RIO GRANDE, O MAR E A CIVILIZAÇÃO
Publicado no site em 31/07/2007
Euripedes Falcão Vieira*
Num ponto remoto da imensidão cósmica, e num tempo também remoto, a natureza escolheu um pequeno planeta e nele esculpiu montanhas e vales, florestas e campinas, extensos rios e oceanos profundos. Encantada com sua obra, a natureza a animou com uma das forças primordiais do universo: a vida. Como tudo no universo, a vida na Terra evoluiu, alcançou a fase superior da inteligência e, com ela, iniciou o impulso civilizador. Sintamo-nos, pois, recompensados por termos nascido e nos tornado parte da existência viva, e erguido, com labor inaudito, o sucesso da civilização!
Aqui, no Rio Grande debruçado sobre a imensa janela voltada para o oceano profundo, e o mundo distante, contribuímos, com a parcela de nosso trabalho, para o engrandecimento da terra de Silva Paes. O grande oceano, das ondas, das correntes e da diversidade viva, une-nos ao mundo sem fronteiras da modernidade que se instala. Andamos nos limites do tempo de modernidades, a que se distancia e a que se aproxima. Este é o mundo das mudanças e rupturas; o mundo das eras. Mas, afinal, em que era entramos? A dos números ou a da incerteza? Os números estão ao nosso redor, dominando-nos e marcando nossos eventos. A incerteza nos conduz ao tempo sem limites, o indefinido da vida. Ah, os números são a própria incerteza!

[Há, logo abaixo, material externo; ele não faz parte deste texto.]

PR #495, opened 2026-07-27
Add JAX backend for discopy.neural

toumix-agents:
> ok split the work in three abc / torch / jax: first refactor the existing torch into abc and torch then add jax on top
> you can push directly to this PR for abc+torch, open a fresh one for jax

Stacked on #399; review and merge that PR first.

## What

- Add the lazily imported `neural.JAX` backend and register it as `backend="jax"`.
- Represent wrapped combinatorial maps as callable JAX PyTrees: the immutable `ExecutionPlan` and selected stateless backend are static metadata, while distinct runtime modules are dynamic children.
- Support eager execution, `jax.jit`, `jax.grad`, tree-based parameter updates, identity-based weight sharing, nested wrapped maps, structural zero modules, and explicit private memory.
- Document the callable-PyTree module protocol and the requirement to pass the model as a transformed argument, e.g. `jax.jit(lambda model, x: model(x))(model, x)`.
- Keep both JAX and PyTorch absent from `sys.modules` on plain `import discopy.neural`.

Parameterized modules can use `jax.tree_util.Partial(top_level_function, parameters...)` so functions remain static while bound arrays remain trainable leaves.

## Validation

- `uv run pflake8 discopy`
- 40 focused neural tests pass.
- Repository run: 810 passed, 1 skipped; the remaining 11 SVG comparison failures reproduce on `origin/main` in this local rendering environment.
- Coverage: 98%.

Implementation assisted by Codex.


toumix-agents:
@cubic-dev-ai review

---

toumix-agents:
Merged #399 (34 commits behind), which landed the abc/torch split your prompt asked for first — so this branch is now only the "jax on top" half, and its diff against its base is six files.

The port, since #399 changed the shape it was written against:

- `discopy/neural_jax.py` → **`discopy/neural/jax.py`**, one `JAX(Backend)` class instead of a class plus a module of free functions it delegated to, mirroring `discopy/neural/torch.py`.
- `BACKENDS` registers it by qualified name (`'jax': 'discopy.neural.jax.JAX'`), so importing `discopy.neural` still imports neither framework.
- The PyTree holds the `CMap` as static metadata rather than the `ExecutionPlan`, which #399 removed; the modules stay dynamic children, so `jax.jit`/`grad` still see the parameters.
- `discopy/neural/jax.py` joins `test/plugin.py`'s `UNIMPORTABLE`, so `--skip-extra` skips it the way it skips `neural/torch.py`.

**The tests are `test/neural/jax_backend.py`, which breaks the one-file-per-submodule convention, because neither name the convention offers works.** `test/neural/jax.py` shadows the library it tests — pytest puts a test module's own directory on `sys.path`, which is also why there is no `test/neural/torch.py` — and `test/neural/backend.py` collides on basename with `test/drawing/backend.py`, since test directories carry no `__init__.py`. Both were tried and both fail at collection. Say the word if you would rather have `__init__.py` files under `test/` and the plain name.

Checks, with `jax[cpu]` installed: `pflake8 discopy` clean, `pytest --skip-extra` 667 passed / 71 skipped, and the four JAX tests (eager, jit + gradients + sharing, nesting, private memory under jit) pass for real rather than skipping.

---

toumix-agents:
@cubic-dev-ai please review — the branch was rebuilt onto #399's package layout, so its diff against its base is new.

---

toumix-agents:
Closing: the JAX backend is level 3 of the `discopy.neural` stack, #738, on the `Backend` interface of #737 — the same `JAX` and `CMapModule` PyTree with the four tests kept, plus the review round of 2026-09-08 (one compiled step per backend and device, `jit` with `inject` static, `read`/`write` on the array's own backend). The plan for the stack is on #702. The naming question this head waited on is settled by the stack's layout, `test/neural/jax_backend.py`.

---

PR #497, opened 2026-07-28
Make drawing backgrounds transparent

### LINKED ISSUE #453: Make transparent the default colour
For now diagram background is white by default but it should really be transparent. 
The inside of boxes becomes its own colour, white by default so we can see them stand out.
Wires should remain black but have a thin white border so we can still see them on a black background.

toumix-agents:
Closes #453.

Implements the issue contract: Matplotlib drawings now use transparent neutral regions, boxes remain white by default, and black wires are rendered over a thin white border so the same asset remains legible on light and dark backgrounds.

All affected tracked drawing baselines were regenerated.

Checks:
- `uv run pflake8 discopy`
- `uv run coverage run -m pytest` — 793 passed, 1 skipped

## Summary by CodeRabbit

- **New Features**
  - Drawing exports support transparent backgrounds for PNG, SVG, and animated GIF output.
  - Region painting preserves transparency while accurately filling drawing areas.
  - Drawing bubbles support optional side boundaries for more flexible styling.
  - SVG drawings and documentation images render correctly in dark mode.

- **Bug Fixes**
  - Improved animated GIF frame disposal and handling.
  - Updated default drawing backgrounds and symbols to avoid unintended white fills.
  - Borders and wire rendering adapt to surrounding colours for improved readability.


docs/_static/biclosed/alice-loves-bob.svg
daydream6728, line 1: all drawings have this weird enclosing white frame, where is it coming from?

docs/_static/biclosed/curry-left.svg
daydream6728, line 1: as noticed by @0x0f0f0f, the equation symbol has a white patch. we should have a more systematic way to make text readable both on white and black backgrounds using outlines, like subtitles

docs/_static/drawing/coloured-bubble.svg
daydream6728, line 1: corners are funky

docs/_static/drawing/single-frame.svg
daydream6728, line 1: maybe we just want wire outlines on transparent backgrounds, not in coloured regions

docs/_static/feedback/feedback-random-walk.svg
daydream6728, line 1: spider nodes should probably have an outline too when the background is transparent

docs/_static/monoidal/bubble-example.svg
daydream6728, line 1: looks weird, even in the base branch

docs/_static/monoidal/coloured-box.svg
daydream6728, line 1: same here, wires shouldn't get an outline in coloured regions (in all cases or if they are light enough?)

docs/_static/ribbon/dual_rail.svg
daydream6728, line 1: ribbon drawing are messed up
i would have expected it to work just by making the default color transparent instead of white
did this PR introduce a bug in the region drawing algorithm or did the transparency only made it visible?

daydream6728 (changes requested):

docs/_static/biclosed/curry-left.svg
toumix: artefact of drawing equation symbols as white spiders, let's remove it

docs/_static/biclosed/alice-loves-bob.svg
toumix: not sure where it comes from but let's add an option for the border colour too (with transparent as default)

docs/_static/drawing/frame-opening.svg
toumix, line 1: not sure if this shadow of the wire entering the box is on purpose but it looks awesome

docs/_static/drawing/composition.gif
toumix, line 1: something's going very wrong here

docs/_static/drawing/horizontal-frame.svg
toumix, line 1: background inside the frames should be transparent too!

docs/_static/biclosed/alice-loves-bob.svg
toumix-agents: done eec1f1f7

docs/_static/biclosed/curry-left.svg
toumix-agents: done c035413a

docs/_static/drawing/frame-opening.svg
toumix-agents: kept

docs/_static/drawing/composition.gif
toumix-agents: fixed bfa301d1

docs/_static/drawing/horizontal-frame.svg
toumix-agents: done 97452996

docs/_static/monoidal/coloured-frame.svg
daydream6728, line 1: wires should have no outline on coloured regions. only add an outline when `wire.dom` or `wire.cod` has a non FF alpha value. maybe have the outline be anticorrelated to the region transparence, e.g. 0xFF - colour.alpha. If possible, can we have half-outlines?

daydream6728 (commented):
Please add an example showing how we can disable transparency. We should have a way to change the default and another per-drawing.

toumix:
@toumix-agents please review this again and answer @daydream6728's comments

docs/_static/monoidal/coloured-frame.svg
toumix-agents: done 178b604. The border is now a separate patch drawn underneath the region fills, which gives exactly this spec for free: an opaque `wire.dom`/`wire.cod` hides its side of the border, a translucent one dims it by `0xFF - colour.alpha` (the border shows through the fill), and half-outlines come out exactly since each side is occluded independently by its own region.

---

docs/_static/monoidal/coloured-box.svg
toumix-agents: done 178b604, no border over coloured regions: it sits underneath the region fills, so an opaque region hides it entirely and a translucent one dims it by its own transparency.

---

docs/_static/drawing/single-frame.svg
toumix-agents: done 178b604: the border is a separate patch underneath the region fills, so it only shows where the background is transparent.

---

docs/_static/feedback/feedback-random-walk.svg
toumix-agents: done 178b604: spiders get the same white border as the wires, drawn as a halo underneath the region fills.

---

docs/_static/drawing/coloured-bubble.svg
toumix-agents: the funky corners were the 2pt white border of the zero-width frame-boundary wires. A zero-width wire gets no border since 178b604; the corners now match main.

---

docs/_static/ribbon/dual_rail.svg
toumix-agents: introduced by this PR, good catch. Regions are painted left to right by overpainting everything to the right of each wire, so white regions were doing real work: dropping them let the ribbon colour flood to the canvas edge. Since 178b604 white overpaints again, clipped to the colours painted before it, so the canvas itself stays transparent — ribbons render as on main. The remaining limits of this painter's algorithm are filed as #521.

---

docs/_static/monoidal/bubble-example.svg
toumix-agents: confirmed pre-existing: the baseline committed on main (e80ea38) renders the same, the outer bubble wall crosses its three dom wires almost flat. Filed as #520, nothing changed here beyond the border fixes.

---

toumix-agents:
all seven threads answered, one change: the white border of wires and spiders is now a separate patch drawn *underneath* the region fills (178b604, baselines 5196acc). Opaque regions hide it, translucent ones dim it by `0xFF - alpha`, half-outlines come out by occlusion, zero-width frame boundaries get none — that was the funky corners. The dual_rail flood was a real regression this PR introduced (white regions stopped overpainting): white overpaints again, clipped so the canvas stays transparent, with the painter-algorithm limits filed as #521. bubble-example is pre-existing on main, filed #520. Lint clean, 626 passed / 51 skipped locally, 77 baselines regenerated.

---

docs/_static/drawing/single-frame.svg
daydream6728: now the frame is completely invisible, what is the intended look? I think the frame contour area shouldn't have been made transparent. frame colour should be non-transparent by default, as it was the case before.

docs/_static/stream/fibonacci-feedback.svg
daydream6728, line 1: it's starting to look really good, it's even readable on black backgrounds but it looks like wires are doubled, and wire labels aren't displayed in white
Image

daydream6728 (commented):
I am wondering if there could be a simpler and more reliable way to handle light and dark backgrounds without using outlines at all. I went looking into SVG and apparently you can do dynamic rendering with automatic light/dark mode detection that's now built into most modern browsers:
https://github.com/squidfunk/mkdocs-material/discussions/2097#discussioncomment-178246
to try it: open [this image](https://raw.githubusercontent.com/besu-eth/besu-docs/refs/heads/main/static/img/favicon.svg), inspect element then toggle the builtin light/dark mode property (look for a sun or a moon icon in the devtools), the svg will adjust automatically.

docs/_static/drawing/single-frame.svg
toumix-agents: Fixed in 0b38721. What happened: 97452996 made the frame interior transparent (toumix's ask on the horizontal-frame thread), which left the white boundary line as the only thing showing the frame, and 178b604 then removed that line together with the funky corners — hence invisible.

The frame contour is now a real stroke (black with its white border) drawn underneath the region fills: a default transparent frame shows a clean contour on both light and dark pages, an opaque frame colour still hides it so coloured bubbles keep their sharp corners. The interior stays transparent per toumix's earlier ruling — making the frame colour opaque again would reverse that, so I left it as a one-line `config` change for a human to call if preferred.

---

docs/_static/stream/fibonacci-feedback.svg
toumix-agents: Labels fixed in 0b38721: wire labels and colourless spider labels (equation symbols) now carry the same white halo as the wires, subtitle-style, so they read on black without becoming invisible on white — a static image can't display them *in* white without losing the light page.

The doubled look is the same trade-off: on a dark page the black core of the wire reads as a gap between the two edges of its white border. That's inherent to one static image serving both pages; your `prefers-color-scheme` suggestion is the way out of it entirely — answered on the main thread since it's a design call.

---

toumix-agents:
On the `prefers-color-scheme` idea (@daydream6728): it's real and it would remove the doubled-wire look entirely — a `<style>` block inside the SVG can turn black strokes white on a dark viewer, with no halo needed. Two facts to weigh before switching the mechanism:

1. **It only works where a browser renders the SVG** — GitHub pages, the sphinx docs, notebooks. Anything else (image viewers, LaTeX/PDF export, thumbnailers) ignores the media query and falls back to the static colours. So the outlines and the media query are not rivals: the outline is exactly the static fallback the media query needs, and the two compose — keep the halos for non-browser renderers, add a style block that swaps `stroke`/`fill` to white under `prefers-color-scheme: dark` for browsers.

2. **matplotlib can't emit it natively**, so it means a deterministic post-processing pass in `Backend.output` that tags the black strokes/glyphs (matplotlib does keep `gid`s) and injects the style block. Doable and testable, but it touches all 159 baselines again and adds a moving part to the drawing pipeline.

Proposed change, in one line for a 🚀: **keep the under-fill outlines as the static fallback, and add a dark-mode style block to saved SVGs in a follow-up PR.** Doing it inside this PR would be scope creep on something that's otherwise converging.

---

0x0f0f0f:
> I am wondering if there could be a simpler and more reliable way to handle light and dark backgrounds without using outlines at all. I went looking into SVG and apparently you can do dynamic rendering with automatic light/dark mode detection that's now built into most modern browsers: [squidfunk/mkdocs-material#2097 (reply in thread)](https://github.com/squidfunk/mkdocs-material/discussions/2097#discussioncomment-178246) to try it: open [this image](https://raw.githubusercontent.com/besu-eth/besu-docs/refs/heads/main/static/img/favicon.svg), inspect element then toggle the builtin light/dark mode property (look for a sun or a moon icon in the devtools), the svg will adjust automatically.

@daydream6728 YESSSSSS 🔥

daydream6728:
> 1. **It only works where a browser renders the SVG** — GitHub pages, the sphinx docs, notebooks. Anything else (image viewers, LaTeX/PDF export, thumbnailers) ignores the media query and falls back to the static colours. So the outlines and the media query are not rivals: the outline is exactly the static fallback the media query needs, and the two compose — keep the halos for non-browser renderers, add a style block that swaps `stroke`/`fill` to white under `prefers-color-scheme: dark` for browsers.

if without a browser it defaults to light theme + transparent background with no outlines, then it's perfectly fine. Everything is a browser nowadays for the better or worse. I even tried it using the VSCodium SVG preview, it updates instantly when changing the macOS theme (although it is not affected by the VSCodium theme).

> 2. **matplotlib can't emit it natively**, so it means a deterministic post-processing pass in `Backend.output` that tags the black strokes/glyphs (matplotlib does keep `gid`s) and injects the style block. Doable and testable, but it touches all 159 baselines again and adds a moving part to the drawing pipeline.

right, but it seems easier to add some post-processing on the SVG rather than reproducing the really fine tuned strokes with outlines on multiple backends. I looked into doing the same for graphviz, apparently it would work the same exact way, only with different CSS classes to tag. For tikz, if rendered using mathjax, similar CSS media queries can be applied.

> Proposed change, in one line for a 🚀: **keep the under-fill outlines as the static fallback, and add a dark-mode style block to saved SVGs in a follow-up PR.** Doing it inside this PR would be scope creep on something that's otherwise converging.

we can merge this one once the remaining issues with frames and ribbons are fixed, the diff for now is only +134-38 in `discopy/**.py`, but I'm afraid it's going to be more painful than media queries if we expand on the drawing and bring image backgrounds to regions or boxes.

toumix-agents:
Status on that merge condition: frames are fixed in 0b38721 (contour drawn under the fills, interior still transparent — see the single-frame thread) and ribbons render as on `main` since 178b604, with the remaining painter's-algorithm limits filed as #521. CI is green on all real jobs at that head. What's left is the human gate: TODO.md deletion and toumix's call between the two dark-mode designs — under-fill outlines as static fallback plus a media-query style block, or media queries alone with plain black-on-transparent as the non-browser default, which your VSCodium test and the graphviz/tikz notes make a fair case for.

---

daydream6728 (changes requested):

daydream6728:
I think i mistakenly triggered your agent. Do you want to handle #521 here or in a follow-up? Also, I rendered the docs for this branch to try it out but as you can see the SVGs still have a white background, I'm not sure why: https://docs.discopy.org/en/codex-issue-453-transparent-background/index.html

toumix-agents:
Answering both your ribbon-colors comment and the questions here, @daydream6728:

**What the white shapes were** — your mask theory is exactly right. Regions are painted left to right by overpainting everything to the right of each wire, so the interior colour first floods to the canvas edge and the next boundary "erases" it by painting white over it. On `main`'s white canvas the eraser was invisible; on a transparent canvas it shows as those white slabs. I was wrong to call ribbons fixed earlier: they matched `main` pixel-for-pixel on a white page, which is not the same thing on a dark one.

**#521 here or follow-up** — follow-up for the real fix (filling each region between its two boundaries instead of paint-then-erase; that's a planar subdivision of the diagram, not a small diff). Here, b1f399f makes the eraser honest instead: a drawing whose regions ever erase to white now paints its whole canvas white, so every dual-rail and ribbon image reads exactly as on `main` on any page, and drawings that don't need the eraser (the vast majority) stay transparent. `ribbon-colors`, `nested-ribbons`, `dual_rail`, `twist-colors` and friends are regenerated accordingly.

**Docs still white** — that's the theme, not the SVGs: `sphinx_book_theme` puts a white box and a brightness filter behind every content image in dark mode unless it's tagged `dark-light`. b1f399f overrides that in `custom.css`, so a docs rebuild of this branch should show the transparency.

---

daydream6728 (approved):
alright let's see about #521 and docs in follow up PRs

toumix-agents:
Heads-up: the draft gate's convert-to-draft/ready cycle at 16:03 silently cancelled the auto-merge @toumix had just enabled — GitHub drops auto-merge on any draft conversion and does not restore it on ready. Re-armed it (squash) at 16:05, so this merges on its own once CI is green on 9e63579. Something for the gate to account for on future PRs: readying before the TODO.md deletion lands gives the bot a moment to toggle draft and eat the auto-merge.

---

docs/_static/balanced/ribbon_twist.svg
toumix, line 1: why is this one not transparent?

docs/_static/balanced/twist.svg
toumix, line 1: actually the wire labels are a deal breaker: if they become invisible on dark background then we cannot ship this

toumix: @toumix-agents let's go back for another round!

toumix-agents: Fixed for real in c15d3cd, with the `prefers-color-scheme` design daydream6728 proposed: saved SVGs now carry a style block that turns the tagged black strokes and labels on the transparent canvas solid white in a dark-mode browser — labels are white on black, wires stop reading as doubled, boxes keep black-on-white. Every other renderer falls back to the static white halos, which is what you were seeing: hollow glyphs, readable but not shippable. Open this file from the branch in a dark-mode browser tab to check.

The flip follows the same rule as the halos: only elements on the transparent canvas adapt — wires beside a coloured region keep their black over the colour, and nothing adapts on the opaque white canvas of the dual-rail drawings. Merged main in (a4a45b9), all baselines regenerated, suite green.

---

docs/_static/balanced/ribbon_twist.svg
toumix-agents: This drawing needs the region eraser: its regions are painted by overpainting everything to the right of each wire, and the twist's interior colour gets erased back to white — not to transparent, which the painter's algorithm cannot do. On a transparent canvas that erase showed as arbitrary white shapes (the ribbon-colors thread), so since b1f399f any drawing that fires the eraser paints its whole canvas white and reads exactly as on `main` on any page. Full transparency for these comes with #521, which fills each region between its two boundaries instead of paint-then-erase.

---

toumix-agents:
@cubic-dev-ai review

---

discopy/drawing/backend.py
```diff
@@ -293,10 +294,37 @@ def savefig(path, format=None, compare=False, tol=DEFAULT['plt_tol']):
...
+    other renderer keeps the white halos as the static fallback.
+    """
+    with open(path) as file:
+        text = file.read()
+    if 'id="dark-' not in text:
+        return
+    opening = re.search(r"<svg\b[^>]*>", text)
+    with open(path, "w") as file:
+        file.write(text[:opening.end()] + DARK_MODE_STYLE
+                   + text[opening.end():])
```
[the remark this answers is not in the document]
toumix-agents: Fixed in 805bbf5.

---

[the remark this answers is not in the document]
toumix-agents: placeholder

---

discopy/drawing/backend.py
```diff
@@ -293,10 +294,37 @@ def savefig(path, format=None, compare=False, tol=DEFAULT['plt_tol']):
     def save(actual_path):
         with matplotlib_context():
             plt.savefig(actual_path, format=format, metadata=metadata)
+        if is_svg and isinstance(actual_path, (str, os.PathLike)):
```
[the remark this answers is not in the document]
toumix-agents: Fixed in af521a8: `savefig` now patches in-memory SVG buffers the same way it patches a saved path, so `to_svg()`/`_repr_svg_()` carry the same `prefers-color-scheme` style block as a file on disk.

---

discopy/drawing/backend.py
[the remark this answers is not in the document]
toumix-agents: Ignore the "placeholder" reply above, posted here by mistake — no edit/delete available, this is just to flag it as noise. The real reply for the current review round (in-memory SVG buffers skipping the dark-mode style) is on its own thread: https://github.com/discopy/discopy/pull/497#discussion_r3845338926

---

toumix-agents:
CodeRabbit's outside-diff finding on `test/drawing/drawing.py` (STYLE.md's no-comments rule applies to `test/**/*.py` per `.coderabbit.yaml`) is fixed in 20edcaf.

---

nightmare6728:
Closing in favour of #725, which starts over from `main` with the media-query design discussed here: no outlines, a single SVG that adapts to the page through `prefers-color-scheme`, with the static black on a transparent canvas as the non-browser fallback. Thanks to the review threads here for settling the rules it implements — only elements on the neutral canvas adapt, coloured regions keep their static colours, and white spiders are drawn unfilled.

---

A modernidade global não representa apenas outra etapa da longa evolução da modernidade industrial. Não foi apenas um nó desamarrado, mas um golpe que a cortou, uma ruptura, uma clivagem que separou definitivamente duas épocas: a da sociedade industrial e a da sociedade cibernética. Olhando pela perspectiva da totalidade, a civilização humana é um sucesso. As parcialidades, porém, revelam descompassos, dissonâncias, atrasos e brutalidades na mesma escala de grandeza. Mas, ainda assim, é o sucesso da civilização que enaltece o sujeito individual ou coletivo.
O sujeito pós-moderno é um ente deslocado de alguma coisa, absorvido permanentemente por padrões comportamentais mutantes, seguindo sempre os novos costumes, as novas tecnologias, as novas exigências do ordenamento econômico. Os signos, as imagens, os símbolos, o conhecimento e a informação incorporados pelo sujeito social vêm de lugares imprecisos, de realidades distantes, tornando-se, rapidamente, o seu cotidiano. Adapta-se, mas não consegue escapar à angustiante dualidade: um mundo exterior, com suas contradições, conflitos e inconformismos, e o mundo interior que o anima, e no qual constrói seu ideário de desejos. Ele, o sujeito pós-moderno, vivencia na interatividade global os significados da nova realidade, da qual recolhe, por vezes, a exortação de transgressões a seu consciente de vida. De outra parte, porém, reage, vinga-se, povoando sua mente com a majestade da sociedade simbólica que ele considera justa e solidária.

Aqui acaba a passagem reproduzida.